Equilibrium Crane: Solve M1 & θ, α for T, H, V

[shadowice]

Homework Statement

The system in the Figure is in equilibrium. A mass M1 = 230.0 kg hangs from the end of a uniform strut which is held at an angle θ = 48.0° with respect to the horizontal. The cable supporting the strut is at angle α = 29.7° with respect to the horizontal. The strut has a mass of 54.0 kg.

A. Find the magnitude of the tension T in the cable.

B. Find the magnitude of the horizontal component of the force exerted on the strut by the hinge?

C. Find the magnitude of the vertical component of the force exerted on the strut by the hinge?

My visual of how i set it up (sorry is messy did in paint)

Homework Equations

\sumFx = 0
\sumFy = 0
H-T = 0
V- Ws - W = 0
(I called point A the bottom left forgot to label sorry)
\sumTA = T_tT -X_sW_s-X_wW =0
cos phi = X_s/.5L
X_s = L/2 cos phi
X_w = L cos phi
X_t = L sin phi

The Attempt at a Solution

i got all these equations but I am not really sure how to apply this since we have only done vertical and horizontal struts nothing with 2 different angles.

 

[LowlyPion]

Homework Statement

The system in the Figure is in equilibrium. A mass M1 = 230.0 kg hangs from the end of a uniform strut which is held at an angle θ = 48.0° with respect to the horizontal.
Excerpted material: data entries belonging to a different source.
PR #62, opened 2026-05-15
chore(server): fix ESM module resolution for Railway deployment

gunnarwrld:
## What and Why

The server `tsconfig.json` was using `moduleResolution: "Bundler"` which works fine in local dev but is incompatible with how Railway runs the compiled output. Railway executes `node dist/server.js` directly (no bundler involved) and Node's native ESM loader requires all local import paths to include explicit `.js` file extensions. Without them, the server crashes at startup with `ERR_MODULE_NOT_FOUND`.

This was my mistake from when I originally suggested the `Bundler` setting.

## Changes

- Updated `tsconfig.json`: `"module"` and `"moduleResolution"` changed from `"ESNext"` / `"Bundler"` to `"NodeNext"` / `"NodeNext"`
- Added `.js` extensions to all internal import paths across the server source files

## Testing

Run locally to verify the build still works:

```bash
cd server
npm run build
node dist/server.js
```

`tsc` should compile with zero errors and `node dist/server.js` should start cleanly against a local `DATABASE_URL`.

## Related

Closes #33

Issue #33, opened 2026-05-04
Deployment


jasminerezai:
For the deployment I'd suggest:
Deploy backend to Railway, frontend to Vercel.

jasminerezai:
Gunnar, please start with this asap. I moved this to sprint 2 after today's meeting with Deema and Anton. We have moved around a bit, but focus on this. Thanks brother!

PR #65, opened 2026-05-16
fix(server): resolve Railway production build errors

gunnarwrld:
## What

Fixes a series of TypeScript errors that only surface during production build on Railway (`tsc` in strict mode without a bundler).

The cable supporting the strut is at angle α = 29.7° with respect to the horizontal. The strut has a mass of 54.0 kg.

A. Find the magnitude of the tension T in the cable.

B. Find the magnitude of the horizontal component of the force exerted on the strut by the hinge?
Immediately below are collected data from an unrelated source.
PR #146, opened 2020-04-28
OEP-46: Domain-Driven Design: Subdomains and Bounded Contexts

cpennington:
This serves to codify the Subdomains and Bounded Contexts that the Open edX system contains.

Note that it is currently aspirational, rather than descriptive. The current reality of the systems will likely not reflect this architecture, but we would like to move the system inline with this description (and keep this description updated as circumstances change).


davidjoy:
One thing that immediately jumps out at me is the lists of Bounded Contexts - I wonder to what extent edX product team input (and community input) would be useful in fleshing those out/vetting their contents.  How comprehensive should the lists in this OEP be?  Merely representative, or is it a definitive list of the contexts that exist?  If the latter, what supporting and generic Bounded Contexts are worth mentioning here?  The 'definitive' list of supporting/generic contexts likely has a pretty long tail, especially with respect to Open edX community instances.

I also wonder if a visualization/table/hierarchical representation would be useful for the OEP format... I found myself squinting at font sizes to figure out what level I was at, here and there.

cpennington:
@davidjoy The use cases were developed in concert with edX Product (@sstack22, in particular, I think). However, that was a year or two ago, .so it is definitely worth reviewing whether we have all our current use cases expressed, and whether the Open edX community has any more that they believe are important.

The goal is that the lists be roughly definitive, I think, although again, it may or may not be feasible to keep everything up to date as the system grows.

And yes, I am going to make a diagram at some point, I just haven't put it together yet

oeps/oep-0046-arch-ddd-domains.rst
```diff
@@ -0,0 +1,469 @@
...
+The Open edX system consists of the following bounded contexts.
+
+Terminology and Behaviors
+=========================
+Subdomain:
+  A group of related bounded contexts. A Subdomain is **Core** if it is a key differentiator for
+  Open edX, **Supporting** if it has Open edX specifics, but isn't **Core**, or **Generic** if
+  it has no Open edX business context.
+
+  There should be **no** synchronous communication between separate subdomains.
```
robrap, line 153: This is a strong statement. Do we want to add language around exceptions, or language like the manifesto uses regarding preference when making design decisions?

cpennington: I'm ok with adding exceptions, but I think it's important that we're making a pretty strong statement of preferences here about what these Subdomains actually imply for architectural decisions.

robrap: That makes sense. We may want to make a similar statement around not sharing code with business logic across subdomains, or something like that, but this might take more thought.

nasthagiri:
@cpennington FYI, I plan to review this PR tomorrow. I couldn't get to it earlier this week.

oeps/oep-0046-arch-ddd-domains.rst
```diff
@@ -0,0 +1,486 @@
...
+  - - Arbiter
+    - <Arbiter's real name and email address>
+  - - Status
+    - Draft
+  - - Type
+    - Architecture
+  - - Created
+    - 2020-04-23
+  - - Review Period
+    - 2020-04-23 - 2020-05-30
```
robrap, line 25: It is confusing whether this is in review or not.  If not, do you want to clear this field for now?  Thank you.

kdmccormick:
A couple of questions that I thought about during the study group:
1) I think (but am not sure) that edX may want to offer other university-administered degrees one day. I imagine that they'd end up managed handled through Registrar, like Master's degrees are. Is it worth naming Master's something more generic (e.g., B2U, Accredited, Degrees, etc.), or is it fine leaving it specific for now?
2) Where does Proctoring go? Maybe, like Learner Credentials, it's a supporting context in the Learning subdomain? FWIW, it's owned by the Master's & MicroMasters squad currently.
3) Program Credentials is used by all program types *except* Master's :stuck_out_tongue_closed_eyes: It might be better part of B2C.

oeps/oep-0046-arch-ddd-domains.rst
```diff
@@ -0,0 +1,327 @@
...
+Users:
+  - Course teams
+  - Instructional designers
+
+
+Bounded Contexts
+~~~~~~~~~~~~~~~~
+
+.. list-table::
+   :widths: 10 10 70
```
robrap, line 112: Add `:header-rows: 1`

oeps/oep-0046-arch-ddd-domains.rst
```diff
@@ -0,0 +1,327 @@
...
+     - Description
+   - - Course Run Authoring
+     -	supporting
+     - Course Run Authoring (supporting) allows educators to launch a Course Run. This includes the ability to override configuration settings and fields, including dates and grading policy.
+   - - Learning Content Authoring
+     - core
+     - Learning Content Authoring (core) allows educators to create and publish learning content and pathways,  which can be utilized to create course runs.
+   - - Learning Content Repository
+     - supporting
+     - Learning Content Repository (supporting) provides a shared service for storing, versioning, sharing, and discovering published learning content.  The learning content is available at varying degrees of granularity - including Pathways, Blocks and Units.
```
robrap, line 125: I'd recommend either dropping the word "shared", or helping explain why it is used here and not for other services.

oeps/oep-0046-arch-ddd-domains.rst
```diff
@@ -0,0 +1,327 @@
...
+Ubiquitous Language:
+  The set of terms and definitions that defines the entities and relationships within a Bounded Context. These terms may not have the same definitions across different Bounded Contexts.
+
+Anti-Corruption Layer:
+  A layer around the edge of a Bounded Context that converts entities and information retrieved from other Bounded Contexts in the same Subdomain into the Ubiquitous Language of this Bounded Context.
+
+Overall Behavior Flows
+======================
+
+A **learner** engages with a **Business Subdomain** to find learning content that meets their learning goals. They purchase that learning content via whatever mode is appropriate for that **Business Subdomain** (direct purchase, free enrollment, subscriptions, etc). The **Business Subdomain** requests fulfillment from the **Learner Subdomain** to allow the **learner** access to their selected learning content.
```
robrap, line 79: * I think having "Business Subdomain" (or "Business Subdomains") in the picture would help.
* If it is too much for one picture, maybe add a high-level picture without bounded contexts?

nasthagiri:
Note: This PR is planned to go through a large overhaul. Please hold off on any detail review until this PR is open for review.

sarina:
Closing this PR since Nimisha and Cale have left edX.

If anyone would like to pick up this work, please open a new PR for review.

edx-webhook:
Although this pull request is already closed, I've created [OSPR-6421](https://openedx.atlassian.net/browse/OSPR-6421) so that we can track it in Jira.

C. Find the magnitude of the vertical component of the force exerted on the strut by the hinge?

My visual of how i set it up (sorry is messy did in paint)

Homework Equations

\sumFx = 0
\sumFy = 0
H-T = 0
V- Ws - W = 0
(I called point A the bottom left forgot to label sorry)
\sumTA = T_tT -X_sW_s-X_wW =0
cos phi = X_s/.5L
X_s = L/2 cos phi
X_w = L cos phi
X_t = L sin phi

The Attempt at a Solution

i got all these equations but I am not really sure how to apply this since we have only done vertical and horizontal struts nothing with 2 different angles.
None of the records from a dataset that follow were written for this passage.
PR #149, opened 2020-05-08
OEP-47: Semantic Versioning

robrap:
Note: This OEP on Semantic Versioning was split out from https://github.com/edx/open-edx-proposals/pull/140

### DIFF
--- a/oeps/oep-0047-bp-semantic-versioning.rst
+++ b/oeps/oep-0047-bp-semantic-versioning.rst
@@ -1,0 +1,107 @@
+###########################
+OEP-47: Semantic Versioning
+###########################
+
+.. list-table::
+
+   * - OEP
+     - :doc:`OEP-0047 </oeps/oep-0047>`
+   * - Title
+     - Semantic Versioning
+   * - Last Modified
+     - 2020-05-28
+   * - Authors
+     - Robert Raposa <rraposa@edx.org>
+   * - Arbiter
+     - Régis Behmo <regis@behmo.com>
+   * - Status
+     - Accepted
+   * - Type
+     - Best Practice
+   * - Created
+     - 2020-03-19
+   * - Review Period
+     - 2020-05-11 - 2020-05-25
+
+.. contents::
+   :local:
+   :depth: 3
+
+Summary
+=======
+
+For any Open edX repository that publishes versioned packages, this OEP recommends following the `PEP 440`_ compatible sections of `Semantic Versioning v2`_.
+
+The most relevant part from the summary of the `Semantic Versioning v2`_ specification:
+
+    Given a version number MAJOR.MINOR.PATCH, increment the:
+
+    * *MAJOR* version when you make *incompatible API changes*,
+    * *MINOR* version when you *add functionality in a backwards compatible manner*, and
+    * *PATCH* version when you make *backwards compatible bug fixes*.
+
+From `PEP 440`_ (quote updated to match 2.0.0 of the spec):
+
+    The "Major.Minor.Patch" (described in this PEP as "major.minor.micro") aspects of semantic versioning (clauses 1-8 in the 2.0.0 specification) are fully compatible with the version scheme defined in this PEP, and abiding by these aspects is encouraged.
+
+Some additional tips are called out in:
+
+* `Backward Incompatible Changes`_
+* `Tooling and Automation`_
+* `Versions for Forks`_
+
+.. note::
+
+    This OEP does not apply to repositories without versions. For example, services like edx-platform, ecommerce, etc. do not have versions.
+
+.. _PEP 440: https://www.python.org/dev/peps/pep-0440/#semantic-versioning
+
+Context
+=======
+
+Many or all of the Open edX installable libraries already use versions similar to the `Semantic Versioning v2`_ specification. This OEP simply codifies this best practice, and provides additional guidance.
+
+Backward Incompatible Changes
+=============================
+
+Special attention should be given to incompatible changes, because:
+
+* Communicating incompatibilities alerts humans to possible problems when attempting to upgrade your package.
+* A MAJOR version is what is used to communicate any "Backward Incompatible Changes" (also known as "Breaking Changes").
+
+See related FAQ questions from `Semantic Versioning v2`_:
+
+* `If even the tiniest backwards incompatible changes to the public API require a major version bump, won’t I end up at version 42.0.0 very rapidly?`_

Basically you are interested in the ∑ T = 0. Once you determine the component of T that is keeping the thing up, the rest is easy.

From your drawing then, you see that you have 3 forces.

a) the weight of the strut acting through the CoM
b) the weight of the box at the end
c) the horizontal component of Tension acting to balance these.

Having different angles is no problem then really because in each case you are interested only in the moment arm that is the projection of each of these forces through either the vertical or horizontal. You've done almost all the work OK.

You applied θ (in this case cosθ) to the vertical forces and φ to the Tension (sinφ that determines the horizontal component of T to sinθ*L the height it is applied). It looks like you have all the pieces already, so just write your equation

T*sinφ*(sinθ*L) = M_strut*g*cosθ *(L/2) + M₁*g*cosθ*L

Where L is the length of the strut, that you are not given ... but which simply cancels out right?